YOUR TASK — Copy each line of the material below that includes the string "engines".

DATA RECORDS —
____

PR #3333, opened 2017-06-16
db: allow using in-memory sqlite uri

rjarry:
When using an in-memory sqlite database (`db_url='sqlite://'`), everything is reset at each process restart. This causes the following error:

```
Setting up database with URL 'sqlite:'
The Buildmaster database needs to be upgraded before this version of
buildbot can run.  Use the following command-line

    buildbot upgrade-master ...

to upgrade the database, and try starting the buildmaster again.  You may
want to make a backup of your buildmaster before doing so.
```

Since there is no data persistence, the upgrade-master command would work but everything would be lost when restarting the server.

Handle this special case and initialize the db model at database connection to allow startup to continue.

See the following links for more details:

https://sqlite.org/inmemorydb.html
http://docs.sqlalchemy.org/en/latest/core/engines.html#sqlite

### DIFF
--- a/master/buildbot/db/connector.py
+++ b/master/buildbot/db/connector.py
@@ -127,6 +127,11 @@ class DBConnector(WorkerAPICompatMixin, service.ReconfigurableServiceMixin,
 
         # make sure the db is up to date, unless specifically asked not to
         if check_version:
+            if db_url == 'sqlite://':
+                # Using in-memory database. Since it is reset after each process
+                # restart, `buildbot upgrade-master` cannot be used (data is not
+                # persistent). Upgrade model here to allow startup to continue.
+                self.model.upgrade()
             current = yield self.model.is_current()
             if not current:
                 for l in upgrade_message.format(basedir=self.master.basedir).split('\n'):
--- a/Makefile
+++ b/Makefile
@@ -65,7 +65,7 @@ docker-buildbot-master-ubuntu:
 
 $(VENV_NAME):
 	virtualenv -p $(VENV_PY_VERSION) $(VENV_NAME)
-	$(VENV_NAME)/bin/pip install -U pip
+	$(VENV_NAME)/bin/pip install -U pip setuptools
 	$(VENV_NAME)/bin/pip install -e pkg \
 		-e 'master[tls,test,docs]' \
 		-e 'worker[test]' \
--- a/master/buildbot/test/unit/test_db_connector.py
+++ b/master/buildbot/test/unit/test_db_connector.py
@@ -92,6 +92,9 @@ class DBConnector(db.RealDatabaseMixin, unittest.TestCase):
         return d
 
     def test_setup_check_version_bad(self):
+        if self.db_url == 'sqlite://':
+            raise unittest.SkipTest(
+                'sqlite in-memory model is always upgraded at connection')
         d = self.startService(check_version=True)
         return self.assertFailure(d, exceptions.DatabaseNotReadyError)
 


rjarry:
I guess there was a problem with git clone:

```
error: RPC failed; curl 18 transfer closed with outstanding read data remaining
```

Is there a way to re-trigger a check?

Frodox:
Interesting idea. How much is it faster vs sqlite on HDD or smth like postgresql?

rjarry:
Hi,

It is a lot faster than mysql or postgresql. And several orders of
magnitude faster than sqlite on HDD.

I had big performance issues while setting things up in a dev environment
with sqlite on hdd. Since I don't need persistence at all, in-memory db
makes sense.

However, this change seems to disturb a lot of unit/integration tests....
I'll need to have a closer look.

master/buildbot/db/connector.py
```diff
@@ -125,6 +125,12 @@ def setup(self, check_version=True, verbose=True):
         self.pool = pool.DBThreadPool(
             self._engine, reactor=self.master.reactor, verbose=verbose)
 
+        if db_url == 'sqlite://':
+            # Using in-memory database. Since it is reset after each process
+            # restart, `buildbot upgrade-master` cannot be used (data is not
+            # persistant). Upgrade model here to allow startup to continue.
```
Frodox: Tests a bit fair enough ;D

> buildbot/db/connector.py:131 Wrong spelling of a word 'persistant' in a comment:
> # persistant). Upgrade model here to allow startup to continue.
> Did you mean: ''persistent' or 'persist ant' or 'persist-ant' or 'persistence''? [wrong-spelling-in-comment]

rjarry: Haha, that's cruel :-)

Maybe I should take some english lessons.

rjarry:
Erf there is something I don't understand... How is this change affecting tests with `db_url=mysql://` ?

```
  File "/buildbot/buildbot-job/build/master/buildbot/db/schedulers.py", line 156, in thd
    if row['masterid'] == masterid:
exceptions.TypeError: 'NoneType' object has no attribute '__getitem__'
```
https://nine.buildbot.net/#/builders/15/builds/578

Does that ring a bell to anyone?

wootanis:
Erf there is something I don't understand... How is this change affecting tests with db_url=mysql:// ?

  File "/buildbot/buildbot-job/build/master/buildbot/db/schedulers.py", line 156, in thd
    if row['masterid'] == masterid:
exceptions.TypeError: 'NoneType' object has no attribute '__getitem__'
https://nine.buildbot.net/#/builders/15/builds/578

Does that ring a bell to anyone?

wootanis:
17.06.2017, 01:11, "Robin Jarry" <notifications@github.com>:When using an in-memory sqlite database (db_url='sqlite://'), everything is reset at each process restart. This causes the following error:
Setting up database with URL 'sqlite:'
The Buildmaster database needs to be upgraded before this version of
buildbot can run.  Use the following command-line

    buildbot upgrade-master ...

to upgrade the database, and try starting the buildmaster again.  You may
want to make a backup of your buildmaster before doing so.

Since there is no data persistence, the upgrade-master command would work but everything would be lost when restarting the server.
Handle this special case and initialize the db model at database connection to allow startup to continue.
See the following links for more details:
https://sqlite.org/inmemorydb.html
http://docs.sqlalchemy.org/en/latest/core/engines.html#sqlit…



You can view, comment on, or merge this pull request online at:
  https://github.com/buildbot/buildbot/pull/3333

Commit Summary

  db: allow using in-memory sqlite uri


File Changes

  
    M
    master/buildbot/db/connector.py
    (6)
  


Patch Links:

  https://github.com/buildbot/buildbot/pull/3333.patch
  https://github.com/buildbot/buildbot/pull/3333.diff

rjarry:
I work around the test error but I'm not too happy with the fix...

Could this test `test_setup_check_version_bad` be removed ? It would avoid having an ugly hack.

tardyp:
thanks!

____

RESULT FOR THIS EXERCISE —
http://docs.sqlalchemy.org/en/latest/core/engines.html#sqlite
http://docs.sqlalchemy.org/en/latest/core/engines.html#sqlit…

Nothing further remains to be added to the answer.